───── Dataset

PR #2459, opened 2022-12-13
Fix typo in scaling law documentation page

Hadrien-Cornier:
Amdahl's law is 1/(1-DQW/(DQW+SQW)) and not 1/(1-SQW/(DQW+SQW)) but DQW is match_time and SQW is query_setup_time

### DIFF
--- a/en/performance/sizing-search.html
+++ b/en/performance/sizing-search.html
@@ -642,7 +642,7 @@ By sampling these metrics,
 one can calculate the theoretical speedup we can achieve by increasing number of nodes using flat distribution,
 by using <em>Amdahl's law</em>:
 </p><p><!-- depends on mathjax -->
-  $$\text{max_speedup}_{\text{}} = \frac{1}{1 - \frac{query\_setup\_time}{query\_setup\_time+match\_time}}$$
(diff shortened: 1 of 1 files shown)


jobergum:
Sorry, but I don't follow you here. You write

>Amdahl's law is 1/(1-DQW/(DQW+SQW)) and not 1/(1-SQW/(DQW+SQW)) 

This is what is documented and where DQW/(DQW + SQW) gives you the p in Amdahl, the portion of the work that can be parallelized. A high portion of parallelizable work gives a higher speedup as (1 - p) approaches 0, and a low p approaches 1. 

It might be that it's too complex to bring in theorems,   It was written at a time when many apps tried to scale throughput by adding nodes to a flat layout, but there most of the cost was related to query setup, dictionary traversals so overall throughput did not improve at all.

Hadrien-Cornier:
There is no issue with the equation, the issue is that the latex code that you had does not reflect the equation accurately, so I changed it

jobergum:
Sorry, I now get it; there is another mentioning in the performance/sizing-search.html#metrics-for-vespa-sizing section which have the formula wrong :) Thanks!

──────────

The task » The whole block of data above should be printed again verbatim.

Exercise response »
PR #2459, opened 2022-12-13
Fix typo in scaling law documentation page

Hadrien-Cornier:
Amdahl's law is 1/(1-DQW/(DQW+SQW)) and not 1/(1-SQW/(DQW+SQW)) but DQW is match_time and SQW is query_setup_time

### DIFF
--- a/en/performance/sizing-search.html
+++ b/en/performance/sizing-search.html
@@ -642,7 +642,7 @@ By sampling these metrics,
 one can calculate the theoretical speedup we can achieve by increasing number of nodes using flat distribution,
 by using <em>Amdahl's law</em>:
 </p><p><!-- depends on mathjax -->
-  $$\text{max_speedup}_{\text{}} = \frac{1}{1 - \frac{query\_setup\_time}{query\_setup\_time+match\_time}}$$
(diff shortened: 1 of 1 files shown)


jobergum:
Sorry, but I don't follow you here. You write

>Amdahl's law is 1/(1-DQW/(DQW+SQW)) and not 1/(1-SQW/(DQW+SQW)) 

This is what is documented and where DQW/(DQW + SQW) gives you the p in Amdahl, the portion of the work that can be parallelized. A high portion of parallelizable work gives a higher speedup as (1 - p) approaches 0, and a low p approaches 1. 

It might be that it's too complex to bring in theorems,   It was written at a time when many apps tried to scale throughput by adding nodes to a flat layout, but there most of the cost was related to query setup, dictionary traversals so overall throughput did not improve at all.

Hadrien-Cornier:
There is no issue with the equation, the issue is that the latex code that you had does not reflect the equation accurately, so I changed it

jobergum:
Sorry, I now get it; there is another mentioning in the performance/sizing-search.html#metrics-for-vespa-sizing section which have the formula wrong :) Thanks!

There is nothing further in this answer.